A four-game losing streak, especially when you're used to winning, can seem endless.

"It seems like an absolute eternity," said Vanderbilt coach Kevin Stallings.

Vanderbilt, stuck in that rut since Jan. 14, climbed out with a gutty 82-75 win on the road against Auburn on Saturday.

Junior Jermaine Beal hit 7 of 8 shots from beyond the arc for a career-high 21 points and the Commodores made enough big plays down the stretch to hold off Auburn and improve to 2-5 in Southeastern Conference play.

What made this victory even more important was how it rewarded Stallings' great faith in his young players to finally right the ship. He isn't the soupy type where to him a loss can be a moral victory and all that jazz. He tells it like it is. So when Stallings, the same coach that has led Vanderbilt to two straight NCAA Tournament berths and beaten two straight No. 1 teams, was doing nothing but praise his young team's toughness and togetherness in the midst of a four-game slide in a very weak SEC, it was noteworthy.

At practice Thursday, he was so high on his players and their commitment to success, one listening would have guessed the Commodores were leading the SEC East rather than barely out of its cellar.

"As a coach, I continue to be extremely impressed with how hard they work in practice, how good their attitudes are, how they all continue to be good teammates to each other," he said, his voice hoarse from the 86-76 loss to South Carolina a night earlier. "You see absolutely no signs of anybody backing up, anybody's attitude lessening, anybody's desire going down. These guys have really been A-plus in those regards."
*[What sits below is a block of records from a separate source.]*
PR #89, opened 2017-11-13
Normalize module name to have platform specific folder separators

bweggersen:
**Summary**

It is currently not possible to resolve specific module imports (such as `react-native/Libraries/Image/AssetRegistry` using forward slashes as folder separators) using a custom mapping defined in `extraNodeModules` on Windows. This PR solves this issue by normalizing module names to use platform-specific folder separators before splitting the module name using `path.sep` as separators.

**Test plan**

We use `extraNodeModules` to create a mapping between `react-native` and a forked and scoped version of react-native (i.e. `@scope/react-native`). If we import a specific file from react-native (such as [`react-native/Libraries/Image/AssetRegistry`](https://github.com/facebook/react-native/blob/master/local-cli/core/Constants.js), which gets referenced when importing image assets), `ModuleResolution.js` is not able to extract the first folder name on Windows. This first folder name is the name of the module (`react-native` in the previous example) and is used to query `extraNodeModules` for possible matches. It is not able to find this folder name because the module name is split using `path.sep` as a separator, which is `'\\'` on Windows. Most module names use forward slashes as folder separators. The solution is to normalize `toModuleName` before we split on `path.sep`.

### DIFF
--- a/packages/metro-bundler/src/node-haste/DependencyGraph/ModuleResolution.js
+++ b/packages/metro-bundler/src/node-haste/DependencyGraph/ModuleResolution.js
@@ -266,7 +266,7 @@ class ModuleResolver<TModule: Moduleish, TPackage: Packageish> {
     const extraSearchQueue = [];
     if (this._options.extraNodeModules) {
       const {extraNodeModules} = this._options;
-      const bits = toModuleName.split(path.sep);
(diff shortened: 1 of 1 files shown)


bweggersen:
Thanks @jeanlauliac! Let me know if you need anything else from regarding this issue.

PR #139, opened 2022-04-21
Support more checksum algorithms

ianling:
Depends on and contains commits from #134, #135, #137, and #138 

Allows all the known checksum algorithms in the enum to be considered valid.

Fixes #96

PR #138, opened 2022-04-18
Spreadsheet / XLSX parser and writer

ianling:
Adds a spreadsheet/XLSX/XLS parser and writer. Closes #136 

Includes unit tests:

1. Parses the example XLSX file from here: https://github.com/spdx/spdx-spec/tree/development/v2.2.2/examples and then checks the result against a handwritten Document struct
2. Writes out the handwritten struct to a XLSX file, and then parses the written XLSX file to verify that no data was lost and all the values match what was expected.

Depends on and contains commits from #133, #134, and #137

Also bumps the Github Actions workflow to use Go 1.15, because that is the minimum version supported for the Excelize module used for interacting with XLSX files.

PR #147, opened 2022-06-06
Make FilesAnalyzed a pointer, assume "true" if absent

### LINKED ISSUE #145: Bug: Package FilesAnalyzed field does not behave according to spec
Per the spec, if the FilesAnalyzed field is absent from a document, that should be interpreted as `FilesAnalyzed: true`.

Unfortunately, for the JSON and YAML parsers/savers, this was missed, so if they are absent, they default to false.

Additionally, the zero/empty value of a boolean in Go is `false`, and the FilesAnalyzed field's JSON tag contains `omitempty`, so we are unable to write out the FilesAnalyzed field to a file if it is false; it will simply be omitted, which results in other things (like the online SPDX validator tool) interpreting it as `true`.

We should change this field to a pointer to denote that it can be absent, and also make sure that we handle that case properly by interpreting it as `true` across all the different file parsers.

ianling:
Closes #145 

Depends on and contains commits from https://github.com/spdx/tools-golang/pull/134, https://github.com/spdx/tools-golang/issues/135, https://github.com/spdx/tools-golang/pull/137, https://github.com/spdx/tools-golang/pull/138, and #139 

Per the spec, FilesAnalyzed is not required to be present. If it is not present, the value is assumed to be `true`.

This was previously handled using a secondary field that denoted whether or not FilesAnalyzed was present.

This PR removes that field and makes FilesAnalyzed a pointer to denote that it is not required to be present.

All of the parsers interpret an absence of a value as `true`.

All of the file writers will ALWAYS write a value for FilesAnalyzed, either true or false, they will never omit it. I think it is better for SPDX files to be explicit.


kzantow:
Hi @ianling -- there was a significant refactoring in this library, are you able to adjust this PR for the changes?

kzantow:
Hiya @ianling -- thank you for this (and the other) contributions. Since this is dependent on the others, I'm going to close it for now. We will gladly reopen this if you decide to update/continue it, but I think it also may have been superseded by #210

Those positive mindsets manifested themselves in a win Saturday that Vanderbilt desperately needed, not just for the postseason, but for their confidence as well. That it came against Auburn, not exactly a powerhouse team, was not what was important.
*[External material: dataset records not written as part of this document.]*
PR #153, opened 2022-07-23
add(package): add const for external reference

masahiro331:
When using this library, we want to use the values defined in the specification.
It would be nice if publish these consts as an official library.

### DIFF
--- a/spdx/package.go
+++ b/spdx/package.go
@@ -8,6 +8,24 @@ import (
 	"strings"
 )
 
+const (
+	CategorySecurity       = "SECURITY"
+	CategoryPackageManager = "PACKAGE-MANAGER"
+	CategoryOther          = "OTHER"
+	CategoryPersistentId   = "PERSISTENT-ID"
+
+	TypeSecurityCPE22Type = "cpe22Type"
+	TypeSecurityCPE23Type = "cpe23Type"
+
+	TypePackageManagerMavenCentral = "maven-central"
+	TypePackageManagerNpm          = "npm"
+	TypePackageManagerNuGet        = "nuget"
+	TypePackageManagerBower        = "bower"
+	TypePackageManagerPURL         = "purl"
+
+	TypePersistentIdSwh = "swh"
+)
+
 type Supplier struct {
 	// can be "NOASSERTION"
 	Supplier string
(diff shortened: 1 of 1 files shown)


swinslow:
Hi @masahiro331, thanks for this!

I'm generally agreed with adding more constants like this. That said, #146 is going to be making extensive changes to the repo, including this file. I'm expecting to merge #146 by next Wednesday if there aren't any objections. 

So after that PR is merged, it will likely make sense to then add these constants in the new `spdx/common/` directory -- maybe in a new file like `spdx/common/constants.go` or something like that.

I'll leave this open so we can track it, but I think I'd suggest doing it in that order so that this one doesn't create a new conflict for #146. Thanks!

lumjjb:
@masahiro331 PR #146 has been merged now... Can you help rebase the code.. I think this should now be part of:

https://github.com/spdx/tools-golang/tree/main/spdx/common

masahiro331:
Thank you,  I have just started this task.

lumjjb:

The Commodores led the entire first half, at one point up 26-13, before, as home teams feeding off crowd energy tend to do, the Tigers closed the gap and actually took a 48-45 lead at the 16:20 mark of the second half. Here we go again, right?
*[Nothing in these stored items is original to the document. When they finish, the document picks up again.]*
PR #170, opened 2022-11-07
fix: JSON encoding and decoding not properly handling SPDXRef- prefixes

kzantow:
This PR corrects an issue with JSON encoding & decoding of `ElementID` which was not consistently handling `SPDXRef-` prefixes in IDs -- it was only encoding and decoding these for `DocElementID`. In addition to fixing this inconsistency in the JSON, this makes handling consistent with what [the tag-value parser is doing](https://github.com/spdx/tools-golang/blob/main/tvloader/parser2v3/util.go#L108).

### DIFF
--- a/spdx/common/identifier.go
+++ b/spdx/common/identifier.go
@@ -8,11 +8,57 @@ import (
 	"strings"
 )
 
+const (
+	spdxRefPrefix     = "SPDXRef-"
+	documentRefPrefix = "DocumentRef-"
+)
+
 // ElementID represents the identifier string portion of an SPDX element
 // identifier. DocElementID should be used for any attributes which can
 // contain identifiers defined in a different SPDX document.
 // ElementIDs should NOT contain the mandatory 'SPDXRef-' portion.
 type ElementID string
+
+// MarshalJSON returns an SPDXRef- prefixed JSON string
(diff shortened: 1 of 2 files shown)


spdx/common/identifier.go
```diff
@@ -8,12 +8,58 @@ import (
...
+// UnmarshalJSON validates SPDXRef- prefixes and removes them when processing ElementIDs
+func (d *ElementID) UnmarshalJSON(data []byte) error {
+	// SPDX identifier will simply be a string
+	idStr := string(data)
+	idStr = strings.Trim(idStr, "\"")
+
+	e, err := trimElementIdPrefix(idStr)
+	if err != nil {
+		return err
+	}
```
kzantow, line 36: NOTE: this will mean parsing invalid SPDX files will fail due to invalid SPDX identifiers; unsure if that should be the behavior here. It is consistent with the original `DocElementID.UnmarshalJSON` behavior: https://github.com/spdx/tools-golang/pull/170/files#diff-c46b7836ea8c59261500de448b948294dc3d818d706da8b08dbed529bd1a9609L71

lumjjb: i would prefer to be stricter here, so this should be fine.

lumjjb (approved):
lgtm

But instead of folding in half as they did three days earlier in Columbia, the Commodores immediately responded. A 3-pointer by Beal tied the game right back up and shut up the increasingly loud crowd. The Tigers took another lead, 61-60, but freshman guard Brad Tinsley drove to the hoop, drew a foul and calmly hit two free throws to take back the advantage.

With Vanderbilt up 70-64, Auburn scored six straight to tie it up, but Beal was there again to knife the Tigers with two straight 3-pointers.

But the most telling moment of the game involved Tinsley. After Beal put Vanderbilt up six with 1:35 to play, Tinsley grabbed a rebound off an Auburn miss but dribbled straight into three Tiger defenders to turn the ball over and the Tigers scored an easy basket, the kind of mistake you can't make on the road.

Auburn closed to within two and just needed one more stop to have a chance to tie or win the game. But, just one minute after committing the costly turnover, Tinsley nailed a 3-pointer from the top of the key with 36 seconds remaining and the shot clock expiring to put Vanderbilt up by five and send Auburn's faithful to the exits. Vanderbilt shakily closed it out from there from the free throw line (a lousy 16-31 showing from the line overshadowed a sensational 61 percent shooting performance from the field).

It was the sign of a grown-up team. Two gritty but failed efforts on the road sandwiched around two dispiriting losses at home seemed to have Vanderbilt on the ropes. But despite Auburn rallying multiple times, the Commodores didn't waver or show signs of nervousness. They earned this one. As radio announcer Joe Fisher put, a young team did some growing up on the Plains.

Stallings knew it was a matter of time before this talented, albeit raw group finally got its act together. With what he had seen as a great ability in his players to keep their heads up during a rough patch, he had seen it coming.

"I'm proud of our guys staying positive and staying with us and staying with the plan," Stallings said. "We got the job done."